从这个设置开始,我们沿着螺旋(逆时针方向)填充正方形之间的点,把它们画得彼此距离相等。最后,就像上面的乌兰姆螺旋示例一样,我们突出显示了结果螺旋中包含的素数。
《麻袋数螺旋》于2003年首次在网上发布,在视觉上引人注目。此外,正如我们将很快演示的那样,它也比著名的乌兰姆螺旋更深入地了解素数模式,因为实际上,它将乌兰姆伪螺旋的虚线连接在一起:
阿基米德螺线与素数突出,麻袋螺旋
结果图再次强调了明显的模式。几乎立即,它是清楚的有一个纯粹的白线从中心&水平延伸到东方。回顾我们的设置,我们可以确认这是包含所有完全平方的直线(r = n^5)第二个引人注目的发现是,与乌拉姆螺旋中看到的直线相反,这次的标记图案似乎更适合模仿曲线。结果是,这些曲线,也被称为乘积曲线,又回到了多项式直觉,解释了之前螺旋中出现的模式。然而,在我们进入这些之前,让我们花一点时间,为了一致性,来比较麻袋的螺旋和随机绘制的螺旋:
多项式和乘积曲线
罗伯特·萨克斯的工作是根据他最初的发现,广泛地集中在这些曲线上,这些曲线起源于螺旋的中心,或靠近螺旋的地方和以不同的角度穿过螺旋的手臂。曲线几乎是笔直的,但更典型的是,它们绕着原点进行部分、完全或多次顺时针旋转(与螺旋本身相反),然后在与东西轴的特定偏移处变直。麻袋数螺旋上升最引人注目的一个方面是,这些曲线在西半球占主导地位(与完全平方相反)。
萨克斯将曲线描述为“各因素之间具有固定差异的产品”。换句话说,每条曲线都可以用一个二次方程(二次多项式)来表示,鉴于萨克斯螺旋结构中最重要的是完全平方,因此二次方程也不是纯粹的巧合。可以说,这些乘积曲线有助于我们观察到,在理解素数的过程中,萨克斯螺旋比乌兰螺旋更有用。虽然原始的乌拉姆螺旋暗示了模式和可能的方程,但萨克斯螺旋巧妙地为基本公式提供了起点——它们的曲率和连续性是结晶的,因此,它们更容易被识别。例如,下面的萨克斯螺旋包含高亮显示的行,它们的相关主要公式以标准形式标注。正如所承诺的,欧拉著名prime-generating二次公式返回如下所示(注释:最低n+ n + 41):
通过螺旋形的数字,萨克斯得出了一个惊人的结论:质数是只存在于一条产品曲线上的正整数。由于螺旋可以向外无限延伸,因此积曲线本身可以认为是无限的,从理论上讲,这些产品曲线可以预测较大数字的主要位置——至少,它们值得进一步反省。
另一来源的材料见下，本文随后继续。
PR #728, opened 2021-12-03
Lazy render pipeline

mgirlich:
This is the first PR of optimising the render pipe line and producing shorter SQL.
The goals of this PR are:

* do not change the generated SQL
* use "lazy queries" instead of `op` objects for rendering
* only convert R code to SQL when it is actually necessary, i.e. when the user `collect()`s or uses `show_query()`

The PR is quite big as basically every verb has to be touched. I remove all the code around `op` object. We could also keep it for a while so that the user can switch back to the "old" pipeline via an option (this can easily be done in `sql_render.tbl_lazy()`). Also this might break some packages (e.g. `sparklyr` currently uses it in some places).

## Overview
A lazy table now stores a nested list of "lazy queries" in its field "lazy_query". The lazy queries do not store SQL code but all the information necessary to generate the correct SQL. There are six lazy queries:

* `lazy_query_local` and `lazy_query_remote` are the equivalent of `op_base_*`. They are used to store the information about a local resp. database table.
* `lazy_select_query`, `lazy_join_query`, `lazy_semi_join_query`, and `lazy_set_op_query` are the lazy versions of `select_query` etc. The last three are actually (currently) identical to their non-lazy counterparts because the non-lazy versions already do not store SQL.

The `lazy_select_query` has the following fields similar to `select_query`

* `from`: a lazy query
* `select`: a tibble with the following columns
  * `name`: output name (string) of the column
  * `expr`: a quosure or an expression describing the expression for the output column
  * `group_vars`: a character string describing the grouping variables in case `expr` has a window function
  * `order_vars`: a quosure or an expressions describing the ordering expressions in case `expr` has a window function
  * `frame`: two integerish numbers describing the frame in case `expr` has a window function
* `where`: an unnamed list of quosures
* `group_by`
  * an unnamed list of symbols
  * this could use quosures in the future to allow inline some code
* `order_by`
  * an unnamed list of quosures
* `distinct`: if `TRUE` use `SELECT DISTINCT`
* `limit`: number of rows to return

and the following additional fields
* `last_op`: the most recent applied operation; this is (currently) needed for optimisations in `mutate()`, `select()`, and `head()`
* `group_vars`: current grouping vars; an unnamed list of symbols
* `group_order`: current ordering vars; an unnamed list of quosures
* `frame`: current frame; two integerish numbers
* `select_operation`: either `"mutate"` or `"summarise"`. This is needed to know how to generate the SQL code in the `SELECT` clause
* `message_summarise`: needed to inform about new groups after `summarise()`

## Next Steps
* `sql_optimise()` removes unnecessary variables from subqueries
* `filter()` checks if it can avoid adding a new query
* `mutate()`/`transmute()` check if it can avoid adding a new query. This should use an improved `get_mutate_layers()` from #671.
* Use `HAVING` clause
* Applying a verb on a join does not result in a new query (i.e. actually use the `SELECT` clause etc after a join)

## Notes
* In `test-verb-arrange.R` there is the following test

```r
"warn if arrange before join"
lf %>% arrange(a) %>% left_join(rf)
lf %>% arrange(a) %>% semi_join(rf)
lf %>% arrange(a) %>% union(rf)
```

The last test with `union()` did not produce a warning before and does not do it now

* In some cases multiple `arrange()`s seem to combine, in others not. I think they should not combine but this should be clarified. Also see https://github.com/tidyverse/dbplyr/pull/672

* Fixed a bug where columns dropped with `NULL` where still appeared in `op_vars`

``` r
library(dplyr)
library(dbplyr)

lazy_frame(x = 1, y = 1) %>%
  mutate(y = NULL) %>% 
  op_vars()
#> [1] "x" "y"
```

<sup>Created on 2021-12-03 by the [reprex package](https://reprex.tidyverse.org) (v2.0.1)</sup>


tests/testthat/test-verb-arrange.R
```diff
@@ -1,4 +1,5 @@
 test_that("two arranges equivalent to one", {
+  skip("not clear whether test makes sense")
```
mgirlich, line 2: I don't think a warning is required here.

tests/testthat/test-verb-arrange.R
```diff
@@ -122,6 +123,7 @@ test_that("arranges captures DESC", {
 })
 
 test_that("multiple arranges combine", {
+  skip("not clear whether test makes sense")
```
mgirlich, line 126: `out` is defined twice and I don't think that multiple `arrange()` should really combine.

mgirlich:
@krlmlr If you have some spare time, I'd be happy if you could look over this PR. This would also allow a simpler implementation of CTEs #656.

R/partial-eval.R
```diff
@@ -70,7 +70,7 @@ partial_eval <- function(call, vars = character(), env = caller_env()) {
   }
 }
 
-partial_eval_dots <- function(dots, vars) {
+partial_eval_dots <- function(dots, vars, named = FALSE) {
```
mgirlich, line 73: Currently, `partial_eval_dots()` does not name `across()` calls. The names are needed for `mutate()` and `transmute()` but e.g. for `filter()` the dots must not be named.

R/verb-compute.R
```diff
@@ -18,7 +18,7 @@ collapse.tbl_sql <- function(x, ...) {
 
   tbl(x$src, sql) %>%
     group_by(!!! syms(op_grps(x))) %>%
-    add_op_order(op_sort(x))
+    arrange.tbl_lazy(!!!op_sort(x))
```
mgirlich, line 21: I'm not sure why this used `add_op_order()` instead of `arrange()`. If there is a good reason one can change this to use `add_arrange()`.

R/verb-head.R
```diff
@@ -31,21 +31,38 @@ head.tbl_lazy <- function(x, n = 6L, ...) {
...
+  x
+}
+
+add_head <- function(x, n) {
+  lazy_query <- x$lazy_query
+  if (!inherits(lazy_query, "lazy_select_query")) {
+    lazy_query <- lazy_select_query(
+      from = lazy_query,
+      last_op = "head",
+      select = syms(set_names(op_vars(lazy_query))),
```
mgirlich, line 44: It might be worth using `syms(set_names(op_vars(lazy_query)))` as the default value. I avoided it first to be more explicit and avoid some bugs but this seems to be the standard case.

R/verb-select.R
```diff
@@ -83,89 +83,76 @@ rename_with.tbl_lazy <- function(.data, .fn, .cols = everything(), ...) {
...
+
+  .data$lazy_query <- add_select(.data, syms(unlist(new_vars)))
   .data
 }
 
 simulate_vars <- function(x) {
   as_tibble(rep_named(op_vars(x), list(logical())))
 }
 
+simulate_vars2 <- function(x) {
```
mgirlich, line 101: This is needed because `relocate()` can also rename variables. This didn't work before

tests/testthat/_snaps/query-select.md
```diff
@@ -13,6 +13,6 @@
     Code
       lf_render
     Output
-      <SQL> SELECT `x`
+      <SQL> SELECT *
```
mgirlich, line 16: This comes from a minor optimisation that was necessary to produce mostly the same SQL as before

tests/testthat/_snaps/verb-arrange.md
```diff
@@ -22,9 +22,6 @@
     Code
       # double arrange
       lf %>% arrange(a) %>% arrange(b)
-    Warning <warning>
```
mgirlich, line 25: I don't think this warning was necessary

tests/testthat/_snaps/verb-arrange.md
```diff
@@ -55,7 +52,6 @@
       <SQL>
       SELECT *
       FROM `df`
-      ORDER BY `a`
```
mgirlich, line 58: Not sure whether `arrange()` should actually "unarrange" or not. At least there was a PR for this #471

tests/testthat/test-translate-sql.R
```diff
@@ -66,7 +66,7 @@ test_that("na_if is translated to NULLIF (#211)", {
 })
 
 test_that("connection affects quoting character", {
-  lf <- lazy_frame(field1 = 1, con = simulate_sqlite())
+  lf <- lazy_frame(field1 = 1, field2 = 2, con = simulate_sqlite())
```
mgirlich, line 69: Needed to add `field2` to not get `SELECT *`

tests/testthat/test-verb-filter.R
```diff
@@ -68,3 +68,48 @@ test_that("filter generates simple expressions", {
 
   expect_equal(out$where, sql('`x` > 1'))
 })
+
+
+# lazy_select_query -------------------------------------------------------
```
mgirlich, line 73: These tests were mostly for developing. Probably they can be removed again

tests/testthat/test-verb-mutate.R
```diff
@@ -165,10 +165,10 @@ test_that("mutate generates simple expressions", {
 
 test_that("mutate can drop variables with NULL", {
   out <- lazy_frame(x = 1, y = 1) %>%
-    mutate(y = NULL) %>%
-    sql_build()
+    mutate(y = NULL)
 
-  expect_named(out$select, "x")
+  expect_named(sql_build(out)$select, "x")
+  expect_equal(op_vars(out), "x")
```
mgirlich, line 171: Before `op_vars()` still included `y`. This is fixed.

tests/testthat/test-verb-select.R
```diff
@@ -122,7 +122,7 @@ test_that("select renames variables", {
 
 test_that("select can refer to variables in local env", {
   vars <- c("x", "y")
-  out <- lazy_frame(x = 1, y = 1) %>%
+  out <- lazy_frame(x = 1, y = 1, z = 1) %>%
```
mgirlich, line 125: Needed to add `z` to not get `SELECT *`

mgirlich:
* Read the notes in the Overview
* Glance over `lazy_select_query()`
* Look at `sql_build.lazy_select_query()`. This converts the `lazy_select_query` in a `select_query`. The translation of the `select` field in `get_select_sql()` is the most relevant part.
* Look at `verb-select.R`, `verb-mutate.R`, `verb-summarise.R`
* Look at the other verb files
* Look at the remaining files (not much happens in them)

ben1787:
@mgirlich Can this be tested out yet? Would love to try using it.

R/backend-postgres.R
```diff
@@ -19,7 +19,7 @@
 #'
 #' lf <- lazy_frame(a = TRUE, b = 1, c = 2, d = "z", con = simulate_postgres())
 #' lf %>% summarise(x = sd(b, na.rm = TRUE))
-#' lf %>% summarise(y = cor(b, c), y = cov(b, c))
+#' lf %>% summarise(y = cor(b, c), z = cov(b, c))
```
mgirlich, line 22: `summarise(df, y = ..., y = ...)` currently does not work correctly (also before this PR). I created an issue for this #785

tests/testthat/_snaps/verb-arrange.md
```diff
@@ -22,10 +22,6 @@
     Code
       # double arrange
       lf %>% arrange(a) %>% arrange(b)
-    Condition
```
mgirlich, line 25: I don't think this warning was actually necessary and it just vanished.

mgirlich:
@ben1787 Yes, you can try it out. Use `remotes::install_github("tidyverse/dbplyr#728")` to install it.
I'm happy about feedback regarding any bugs. Note that it doesn't **yet** provide benefits (apart from the many improvements in the dev version of `dbplyr`) but it is the foundation for improved SQL.

R/lazy-select-query.R
```diff
@@ -0,0 +1,226 @@
...
+  tibble(
+    name = var_names %||% character(),
+    expr = vars %||% list(),
+    group_vars = rep_along(vars, list(group_vars)),
+    order_vars = rep_along(vars, list(order_vars)),
+    frame = rep_along(vars, list(frame))
+  )
+}
+
+update_lazy_select <- function(lazy_query, vars) {
```
hadley, line 92: I think I'd find this easier to understand if it took a `select` object, and modifying the `lazy_query` happened at the next level up.

R/lazy-select-query.R
```diff
@@ -0,0 +1,226 @@
...
+  idx <- vctrs::vec_match(sel_vars, select$name)
+  select <- vctrs::vec_slice(select, idx)
+  select$name <- names(vars)
+  lazy_query$select <- select
+
+  lazy_query
+}
+
+#' @export
+print.lazy_select_query <- function(x, ...) {
```
hadley, line 106: Would be good to add a snapshot test for the print method.

R/verb-compute.R
hadley: It doesn't make much sense to me to use either here, since most RDBMs won't order subqueries anyway. I'd recommend leaving it as is ([Chesterton's fence](https://en.wikipedia.org/wiki/Wikipedia:Chesterton's_fence)) and filing an issue to explore in a separate PR.

R/verb-filter.R
```diff
@@ -23,35 +23,40 @@ filter.tbl_lazy <- function(.data, ..., .preserve = FALSE) {
...
+      last_op = "filter",
+      select = syms(set_names(vars)),
+      where = dots
     )
   } else {
     # Do partial evaluation, then extract out window functions
-    where <- translate_window_where_all(op$dots, ls(dbplyr_sql_translation(con)$window))
+    where <- translate_window_where_all(dots, ls(dbplyr_sql_translation(con)$window))
 
     # Convert where$expr back to a lazy dots object, and then
```
hadley, line 50: Comment needs update?

R/verb-joins.R
```diff
@@ -69,8 +69,7 @@ inner_join.tbl_lazy <- function(x, y, by = NULL, copy = FALSE,
                                 suffix = NULL,
                                 auto_index = FALSE, ...,
                                 sql_on = NULL, na_matches = c("never", "na")) {
-
-  add_op_join(
+  lazy_query <- add_join(
```
hadley, line 72:
```suggestion
  x$lazy_query <- add_join(
```

?

tests/testthat/_snaps/verb-arrange.md
hadley: I think this is important, because in dplyr this would yield the equivalent of `lf %>% arrange(b, a)` because the sorts are stable.

tests/testthat/_snaps/verb-arrange.md
hadley: Agreed that this behaviour seems more consistent. Allow it maybe seems like it should still generate a warning?

hadley (commented):
First round of review. I'll aim to actually start playing with the code on Monday. I'm starting to get a sense of what this change means, it seems like it makes things more consistent.

R/verb-compute.R
mgirlich: Ah, actually `add_op_order()` comes from `window_order()` not from `arrange()`. I think keeping the `window_order()` makes more sense.

mgirlich: If this also makes sense to you, then I change it to `window_order()` and add a test for this.

tests/testthat/_snaps/verb-arrange.md
mgirlich: So should `lf %>% arrange(a) %>% arrange(b)` be equivalent to
a) `lf %>% arrange(b)` or
b) `lf %>% arrange(b, a)`?

And should it generate a warning?

The current behaviour of `dbplyr` is inconsistent

``` r

lf <- dbplyr::lazy_frame(a = 1:3, b = 3:1)
lf %>% arrange(a) %>% arrange(b)
#> <SQL>
#> SELECT *
#> FROM `df`
#> ORDER BY `b`

out <- dbplyr::lazy_frame(x = 1:3, y = 3:1) %>% arrange(x) %>% arrange(y)
out %>% dbplyr::op_sort()
#> [[1]]
#> <quosure>
#> expr: ^x
#> env:  0x7fb0e54abb90
#> 
#> [[2]]
#> <quosure>
#> expr: ^y
#> env:  0x7fb0e54abae8
out %>% show_query()
#> <SQL>
#> SELECT *
#> FROM `df`
#> ORDER BY `y`
```

<sup>Created on 2022-03-04 by the [reprex package](https://reprex.tidyverse.org) (v2.0.1)</sup>

R/verb-select.R
```diff
@@ -104,37 +104,66 @@ simulate_vars <- function(x, drop_groups = FALSE) {
...
+  lazy_query <- .data$lazy_query
+
+  # drop NULLs
+  vars <- purrr::discard(vars, ~ is_quosure(.x) && quo_is_null(.x))
+  if (selects_same_variables(.data, vars)) {
+    return(lazy_query)
   }
 
-  if (inherits(x, "op_select")) {
+  if (identical(lazy_query$last_op, "select") || identical(lazy_query$last_op, "mutate")) {
```
hadley, line 125: `lazy_query$last_op %in% c("select", "mutate")`, since `last_op` is always a string?

R/verb-select.R
hadley: I'm not sure I understand the difference here. Doesn't this produce a 1-row tibble with the names of the variables in the cell values? Why doesn't it need `.name_repair` like `simulate_vars()`?

tests/testthat/_snaps/verb-arrange.md
hadley: I think if it returns `df %>% arrange(b, a)` then it wouldn't need a warning? But maybe it's not that important?

hadley (approved):
I'm happy for you to finish this off and merge it. It seems mostly a neutral refactoring to me, but I trust you that it'll make things easier down the road. I can't say that I fully understand it, but it doesn't seem any more complex that the existing implementation, which I also don't fully understand :smile: It seems straightforward enough that I'm confident that I can puzzle it out if needed.

mgirlich:
> It seems mostly a neutral refactoring to me, but I trust you that it'll make things easier down the road.

At least for now it is the purpose to be very neutral and produce the same SQL. The previous (resp. still current) approach with `ops` has these issues:

* the operations list is quickly deeply nested resulting in a big call stack in `sql_build()`.
* pieces of SQL are generated quite early in the pipeline. This makes it more difficult (or impossible) to apply some optimisations for shorter SQL.
* Things like using CTEs is a bit hacky

With the new approach

* the lazy query object can contain the information of multiple ops, which should result in less nested lists and therefore reduce recursion. It should also be easier to avoid deep recursions if it turns out this is still necessary. So this should reduce the issue of #719.
* produces SQL much later in the pipeline which makes it easier to optimise. This should allow to tackle #725, #722, #721.
* The implementation of CTE support got much easier.

R/verb-select.R
mgirlich: The `last_op` field only exists for `lazy_select_query`, so `lazy_query$last_op` can also be `NULL`.

ben1787:
@mgirlich thank you for all the recent contributions!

总的来说,麻袋螺旋推动我们通过更容易识别的质数公式对质数有更深刻的理解,这是一个结论。
这一切的意义
我们现在已经分析了乌兰螺旋和萨克斯螺旋。通过这两个例子,我们对质数背后的本质有了进一步的了解。萨克斯螺旋,特别地,向我们介绍了积曲线,它本质上是一组二次方程式,称为素公式。这两个图都是令人意想不到的美学图表,安抚了我们的好奇心,并照亮了一个具有普遍挑战性的问题。
那么我们能从中学到什么呢?
从不回避重新构建看似不可能的问题,即使只是出于好奇和厌倦,往往通过最意想不到的努力展现自己。斯坦尼斯瓦夫·乌拉姆通过可视化来转换对一个著名问题的看法,让我们更接近了解质数,谁知道我们还会遇到多少其他意想不到的发现?